Program 03
Systemic Signal Detection
Can upstream biological changes—metabolic stress, immune restraint failure, tissue remodeling—be detected before tumors develop?
Why This Program
The premise behind Program 03.
If breast cancer in young women is driven by upstream biological factors, the next critical question is whether these early indicators can be identified before tumors develop. Current early-detection approaches focus on detecting established lesions, designed to pick up tumor signals that may be absent or very weak in early-stage disease.
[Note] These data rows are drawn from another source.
PR #7592, opened 2025-12-02
[Data filter] Trim whitespace

matho-odoo:
## Description:

[Data filter] Trim whitespace and don't bother of caps vs low case when filtering

Task: [5375214](https://www.odoo.com/odoo/2328/tasks/5375214)

## review checklist

- [ ] exportable in excel
- [ ] unit tested
- [ ] clean commented code
- [ ] track breaking changes

### DIFF
--- a/packages/o-spreadsheet-engine/src/helpers/text_helper.ts
+++ b/packages/o-spreadsheet-engine/src/helpers/text_helper.ts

This program is built on a different premise: before tumors become visible, the body may already show detectable signs of changed biology—mitochondrial stress responses, variations in immune energetics, inflammatory status, and tissue remodeling.
What We Mean
Defining systemic signal detection.
In this context, systemic detection refers to measuring blood- and body fluid–accessible signals that reflect upstream tissue states.
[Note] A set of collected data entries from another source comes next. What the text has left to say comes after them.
PR #7595, opened 2025-12-02
[IMP] formats: Set format when writing date on number format

fdamhaut:
Task: 5349524

## Description:

Task: [5349524](https://www.odoo.com/odoo/2328/tasks/5349524)

## review checklist

- [ ] exportable in excel
- [ ] unit tested
- [ ] clean commented code
- [ ] track breaking changes

### DIFF
--- a/src/components/composer/composer/cell_composer_store.ts
+++ b/src/components/composer/composer/cell_composer_store.ts
@@ -9,6 +9,7 @@ import { getDateTimeFormat, localizeFormula } from "@odoo/o-spreadsheet-engine/h
 import { criterionEvaluatorRegistry } from "@odoo/o-spreadsheet-engine/registries/criterion_registry";
 import { _t } from "@odoo/o-spreadsheet-engine/translation";
 import {
+  detectDateFormat,
   formatValue,
   isDateTimeFormat,
   isFormula,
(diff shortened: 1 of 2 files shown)


packages/o-spreadsheet-engine/src/plugins/core/cell.ts
```diff
@@ -510,8 +511,18 @@ export class CellPlugin extends CorePlugin<CoreState> implements CoreState {
 
     // Compute the new cell properties
     const afterContent = hasContent ? replaceNewLines(after?.content) : before?.content || "";
-    const format = "format" in after ? after.format : before && before.format;
 
+    let format: Format | undefined = undefined;
+    if (after.format !== undefined) {
```
rrahir: this breaks the "paste as value" behaviour. a user will not be able to just paste the datevalue and will have tomanually set an automatic style
+ it will alter existing sheets when replaying commands/ have unexpected effects upon concurrent revisions
This kind of non-explicit side effects should be avoided, it'd be beter to implement that logic in the composer itself imho

LucasLefevre: I agree with Rémi, I'd do it in the composer.
Mainly to keep UPDATE_CELL as simple as possible since it's one of the base foundation of everything.

Imagine we go with this, and want to change it later: we can't

And because it alter the behavior of existing commands, and could break things in subtle ways

packages/o-spreadsheet-engine/src/plugins/core/cell.ts
```diff
@@ -510,7 +510,7 @@ export class CellPlugin extends CorePlugin<CoreState> implements CoreState {
 
     // Compute the new cell properties
     const afterContent = hasContent ? replaceNewLines(after?.content) : before?.content || "";
-    const format = "format" in after ? after.format : before && before.format;
+    const format = after.format !== undefined ? after.format : before && before.format;
```
rrahir, line 576: this means the behaviour is broken in stable. indeed
- Alice adds a % format in A2
- Alice copies a numerical value from another cell that has no format
- pastes it *as value* to A2
Alice sees no % format
Bob sees a %format


the fix is correct but should be backported in all stable versions as the states of the users diverge ATM

rrahir: https://www.odoo.com/odoo/2328/tasks/5499921

rrahir (changes requested):
we could either put this task on hold and wait for https://www.odoo.com/odoo/2328/tasks/5499921 or add a test  for the change of behaviour of the formats, like it's done here 
https://github.com/odoo/o-spreadsheet/pull/7795/files#diff-df7329cc5bd8320c95399e95a2bdad414692333c6f12ad95cdf21251ea517422R1185-R1193

I'd rather put the task on hold but really don"t mind either way

rrahir:
robodoo r+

- Stress and damage signatures — Mitochondrial and metabolic stress responses detectable in circulation, reflecting upstream tissue-level disruption.
- Immune energetics and metabolic–inflammation coupling — Shifts in immune fitness, suppression, and systemic metabolic–inflammation crosstalk that reflect early biological change.
- Spillover signals from tissue disruption — Markers of extracellular matrix remodeling and tissue-level disturbance—biologically grounded, mechanistically linked, and actionable.
Rather than detecting tumors directly, this approach identifies the biological consequences of early disease—enabling detection of risk and early progression before structural changes become visible.